> Task prompt
Which of the lines below include "confirming"? Each one should be copied out.

> Data supplied

PR #3899, opened 2018-09-04
DayToDay report cleanup

bassettb:
Only show decimal places if they are nonzero. Clean up rotation code. Don't show insulin units for carb entries.
Instead of translating and then rotating around a point with offset 10, 0,  rotate and then move to a location 10*sqrt(2)/2, 10*sqrt(2)/2 offset.  Only have to specify the offset once, same end result.


lib/report_plugins/daytoday.js
```diff
@@ -15,6 +15,7 @@ function init() {
   return daytoday;
 }
 
+var showInsulinUnitsWithCarbTreatment = false;
```
PieterGit: how can `showInsulinUnitsWithCarbTreatment` get `true`? Adding a flag with default false sounds like adding dead code.

PieterGit:
@bassettb can you have a look at my comment about: `showInsulinUnitsWithCarbTreatment `. Setting this to the 0.11 milestone.

lib/report_plugins/daytoday.js
bassettb: Agreed.  My problem is that I see no value to that extra text.  But it's in the code, so maybe someone uses it.  I figured if people wanted it, they could fork and set the boolean to true.  Do you think anyone uses it?

PieterGit:
@bassettb Can you remove the code that can't be executed  `showInsulinUnitsWithCarbTreatment = false`? If so we can merge this for the 0.11 release. Otherwise this PR will be postponed.

PieterGit:
@bassettb the extra lines are still in the PR. something went wrong with your fixes. Please remove dead code with `showInsulinUnitsWithCarbTreatment ` in the PR

bassettb:
Sorry, I didn't see your comments until now.  I removed the dead code.

bassettb:
Will create smaller PRs.

PR #3901, opened 2018-09-05
Pivotal Web Services Cloud Support

thadc23:
This PR adds a manifest file, environment variables, and instructions for deploying Nightscout on the Pivotal Web Services cloud platform.


PieterGit:
Another note: please target your PR at the `dev` branch.  Can somebody test this?

package.json
```diff
@@ -97,18 +98,17 @@
     "style-loader": "^0.20.2",
     "traverse": "^0.6.6",
     "uglify-js": "^3.4.6",
-    "uuid": "^3.2.1"
-  },
-  "devDependencies": {
```
PieterGit: Something went wrong here. you removed the devDependencies

manifest.yml
```diff
@@ -0,0 +1,24 @@
+---
+## PWS information section
```
PieterGit: doest this file needs to be named `manifest.yml` or is that configurable? Please give more elaboration on this file an it's usage. People should not change (but copy) files that are under source control. So please rename this file with something with example or move to docs folder.

env.js
```diff
@@ -90,7 +91,13 @@ function setVersion() {
 }
 
 function setStorage() {
-  env.storageURI = readENV('STORAGE_URI') || readENV('MONGO_CONNECTION') || readENV('MONGO') || readENV('MONGOLAB_URI') || readENV('MONGODB_URI');
+  var appEnv = cfenv.getAppEnv({vcap: {services: {'mlab': [{name: 'thad-mlab', credentials: {uri: 'mongodb://CloudFoundry_lqdvkfrq_lsi1kb2n_3b3qo8fq:bDiPYaa3ObIjI7ymkF5h1kExt9Ca3fN2@ds137102.mlab.com:37102/CloudFoundry_lqdvkfrq_lsi1kb2n'}}]}}});
```
PieterGit: please fix and make configurable (and change your mlab credentials)

package.json
thadc23: so I pushed them up into the `dependencies` for the sake of the buildpack on PWS.  I have an open issue with them about why they can't see devDeps when packaging.  Moving them makes it so the person deploying this app only has to run a single command with a single CLI to get Nightscout deployed.  Leaving webpack in the devDeps section would require them to run an `npm install` before deploying.  I was attempting to make it as easy as possible on the user.

manifest.yml
thadc23: It can be named anything as the filename can be passed to the deploy command of the cloud foundry CLI.  Putting it at the root level with the default name makes the resulting command easier on the user. I figured that since everyone who uses this has their own fork, they could just edit that file in their own fork.

package.json
PieterGit: What we need to do is publish the npm package with the generated webpack javscript included and use that for these kind of stuff. Current version requires `npm install` which isn't very strange. Isn't there a way to let the cf install execute the `npm install`?

manifest.yml
forddonald: Correct. A `cf push` from within the root directory to PWS will find and use a `manifest.yml` file if it is named as such. If named differently, you have to explicitly point at it. So having a default `manifest.yml` file at root is an accelerator to the PWS user to spare them from having to load in environment variables (and tune the app with mem and disk settings) by hand later.

package.json
PieterGit: Is the symlink problem a pivotal problem? We can't change our dependencies for a bug in the deployment system of a hosting provider. We need to find/implement a better solution.

thadc23: I think it is a buildpack issue, but I haven't gotten a response from that issue yet either.  There is a workaround that would require an `npm install` be run before the push.  I will change the dev dependencies back and add that section to the new PWS README.

PieterGit: @thadc23 please let me know if you can find a solution. I'm planning on publishing a cgm-remote-monitor npm for 0.12 and then we don't need the devDependencies because they will be used with the npm packaging.

PieterGit:
@thadc23 Can you give an update on this PR? There are some conflicting files, especially the README.md and swagger files. Can you resolve these?

thadc23:
@PieterGit I will work on these conflicts, sorry missed the request.

PieterGit:
@thadc23 Please let me know if it's finished. I hope @forddonald can then test your code changes.

env.js
```diff
@@ -90,7 +91,13 @@ function setVersion() {
...
 
 function setStorage() {
-  env.storageURI = readENV('STORAGE_URI') || readENV('MONGO_CONNECTION') || readENV('MONGO') || readENV('MONGOLAB_URI') || readENV('MONGODB_URI');
+  var appEnv = cfenv.getAppEnv();
+  var svcs = appEnv.services;
+  var uri = null;
+  if (svcs.hasOwnProperty('mlab')) {
+    uri = svcs.mlab[0].credentials.uri;
+  }
+  env.storageURI = readENV('STORAGE_URI') || readENV('MONGO_CONNECTION') || readENV('MONGO') || readENV('MONGOLAB_URI') || readENV('MONGODB_URI') || uri;
```
PieterGit: Please refactor so that people who don't have `cf` or `svcs.hasOwnProperty('mlab')` are not affected by this feature. 
You're creating an `uri`, which is only used for a very small percentage of the users. Please use `if` statement to only use that when people use Pivotal Web Services Cloud Support.

PieterGit:
@thadc23 I reviewed your code and found one small issue I would like you to fix. If the fix is done and tested and confirmed working by  @forddonald  I'll merge it to dev.

manifest.yml
PieterGit: @forddonald @thadc23 I think that would be better. I don't like people to put credentials in files, because history has proven that they will end up in SCM systems and will be made publicly available. Given the fact that Nightscout saves personal information we should try to prevent that.

PieterGit:
@thadc23 Can you confirm that this PR is ready? Can you resolve the `npm-shrinkwrap.json` conflict?
@forddonald Can you confirm you tested the latest version of the PR?
If so, I can merge it to `dev` so that it can be part of the 0.11 release.

PieterGit:
@thadc23 Can you give an update. Did you test this PR, is this ready for testing?
@forddonald Can you confirm that this PR works for you?
This PR needs to be tested before we can include it in the 0.11 release.

PieterGit:
@thadc23 @forddonald no response for 25 days, so postponing to the 0.12 release.  Can you please give an update on the state of this PR. At least this must be tested and confirmed by another user before we can merge this PR.

forddonald:
Sorry, thought I had confirmed this. Confirmed working on PWS with the additions above.

unsoluble:
Kinda feel like the `nightscout-factory` process is a black box into which users are feeding their PWS credentials. Should be an explicit privacy policy somewhere maybe? Or is the source for that app also open and available for scrutiny?

PieterGit:
@forddonald @thadc23 Are you still interested in finishing this PR? Please have a look at mine and @unsoluble comments above and please resolve conflicts and confirm you fixed the review remarks and the stuff is tested and ready to merge.

thadc23:
@unsoluble Since we have had trouble getting it open-sourced, we will just remove all references to `nightscout-factory` and go back to the manual instructions to not hold this up any longer.  We will go back to the drawing board on how we could help ease the deployment and upgrades on Cloud Foundry.

@PieterGit  We are interested in getting the PWS support merged in with the manual steps for deployment.  We will work to finish this up and re-test with all the latest changes.

sulkaharo:
Closing now given original contributors are not active. I can still merge this if this is made compatible with most recent dev - please reopen the PR if you're willing to go through the effort. Note the NS documentation now lives in https://nightscout.github.io and it'd be great to have install docs PR if this goes live.

PR #3945, opened 2018-09-22
0.10.3 try number 2

TecMunky:


TecMunky:
Ok

TecMunky:
wrong direction -delete

PR #3953, opened 2018-09-29
upgrade node to 8.12.0, upgrade npm packages (express, supertest, webpack, swagger-ui-dist) and fix memory problem

PieterGit:
also reimplement #3819 (webpack) without reformatting
Todo: test on Azure and confirm that nodejs 8.12.0 is available there.


bassettb:
I tested this out on my server running on a t3.micro with 1GB RAM.  Unfortunately, it does not appear to fix the out of memory issue when running webpack.  With swapfile off, it locks up the system like it did before.  With swapfile on it uses all of the RAM and some swap.

PieterGit:
@bassettb thanks for testing. I think I missed some of the changes in https://github.com/nightscout/cgm-remote-monitor/pull/3819 because of the reformattign.
Could you retest that PR and report back?

PieterGit:
@bassettb I found I missed some of @nielsvanvelzen fixes. Now reapplied them with the Nightscout default formatting ident of 2. Can you please retest and report back if it works (or not). I'm running this branch on Heroku and can't find any problems.

PieterGit:
Merged to dev. Don't know if this works under Azure which currently still has Node 8.11.1.

bassettb:
I tested it just now and it's still using over 750MB of RAM when running webpack.

Issue #3603, opened 2018-05-26
Treatment edit/delete failures


mpangburn:
Both the reports GUI and the API are very unreliable with respect to treatment edits and deletions.
When going to Reports -> Treatments and using the green pencil to edit or the red x to delete, there is no indication of success, and confirming an edit or delete appears to have no effect.

Similarly, when invoking the API with PUT/DELETE requests, the outcomes are unpredictable. Sometimes an update succeeds normally, but more often it produces an additional treatment with the same ID without deleting the prior. Deletions appear to fail consistently. These calls to the API return successful HTTP responses but do not achieve the desired effect.

Nightscout v0.10.2

PieterGit:
Do the problems occur with all major browsers (Chrome, Firefox, Safari). Do you see errosr in the Javascript console somehow.

razor459:
v0.10.3 in Safari on MacOS
It appears the issue is that it does not display the updated data. Clearing the cache and refreshing the page shows that the edit succeeded.

Problem also exist when editing Treatments via Report in Nightscout and NIghtscout X iOS apps

PieterGit:
@razor459 @mpangburn This has been fixed with https://github.com/nightscout/cgm-remote-monitor/pull/3957 . Please confirm that this works for you. Closing this issue. Feel free to reopen it if the problem persist. You need to install latest `dev` branch sinds 0.11 has not been released yet.

PR #3957, opened 2018-09-29
Fixed edit/delete treatment bug (in reports)

komarserjio:
Fix for GUI issue described in #3603:
"When going to Reports -> Treatments and using the green pencil to edit or the red x to delete, there is no indication of success, and confirming an edit or delete appears to have no effect."

Fix preventing aggressive caching of fetched treatment data and make sure a browser makes a new request after editing/deleting instead of using cached data.

Fun fact. The bug is not reproducible if Chrome Dev Tools are opened. The browser's cache policy differs in this case.


PieterGit:
@komarserjio Nice catch. Thanks for fixing.

PieterGit:
Tested with dev and works as expected. @komarserjio thanks for the fix.

PR #3970, opened 2018-10-04
Create issue templates for NS repo

danamlewis:
This creates issue templates for the NS repo. To see an example, the oref0 (OpenAPS code) repository uses these as well: https://github.com/openaps/oref0/issues/new/choose

Example from oref0 of how the issue template page looks like


PieterGit:
@danamlewis Thanks. Applied to master and dev for immediate use.

PR #3973, opened 2018-10-05
Using labels with for attributes on report page

D9ping:
UI change on report page.
This will e.g. make clicking on the text close to a checkbox select the proper checkbox etc. by using the label tag with the for attribute.


PieterGit:
@D9ping Looks good to me, but I noticed you only did a couple of these and I would like to have a consistent UI within Nightscout. Can you use also check if you can do the whole codebase, e.g. use https://github.com/nightscout/cgm-remote-monitor/search?q=%3Cinput+type%3D%22checkbox%22&unscoped_q=%3Cinput+type%3D%22checkbox%22

D9ping:
I will start over pushing from my own branch instead of from dev into dev directly.

PR #3997, opened 2018-10-14
Update language.js  - Fix the wrong Russian

mitrei:
Fix the wrong writing of the word 'рассчет' in four lines.

The correct writing is 'расчет'.


PieterGit:
@mitrei Thanks for reapplying the fix. Applying this.

Issue #4028, opened 2018-10-28
Bug in time intervals


Kywalh:
**Describe the bug**
Trying to update the basal profile today, I noticed that I wasn't able to add the interval "23:00" since the droplist was limited to 22:30.
I thought I was limited in number of intervals so I tried to delete some and create 23:00 again but unsuccessfully... the drop list still shows 22:30 max time...

**To Reproduce**
simply try to add "23:00"

**Expected behavior**
I was expecting, as before, to add "23:00"

**Screenshots**
first initial attempt:
![44927066_10215292952189801_1790805340124610560_n 1](https://user-images.githubusercontent.com/28366579/47614625-1dd7b380-daa3-11e8-97aa-cabef22bffc7.jpg)

Second attempt after deleting some intervals:

![44927066_10215292952189801_1790805340124610560_n](https://user-images.githubusercontent.com/28366579/47614626-1dd7b380-daa3-11e8-82df-303e0fd913f6.jpg)

**Your setup information**
- What version of Nightscout: 0.10.3
- What type of CGM, and how do you get your data there? Not applicable
- Is your issue specific to a browser : Chrome 70.0.3538.77 and Android 8.0 - Chrome 70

> Response area
When going to Reports -> Treatments and using the green pencil to edit or the red x to delete, there is no indication of success, and confirming an edit or delete appears to have no effect.
"When going to Reports -> Treatments and using the green pencil to edit or the red x to delete, there is no indication of success, and confirming an edit or delete appears to have no effect."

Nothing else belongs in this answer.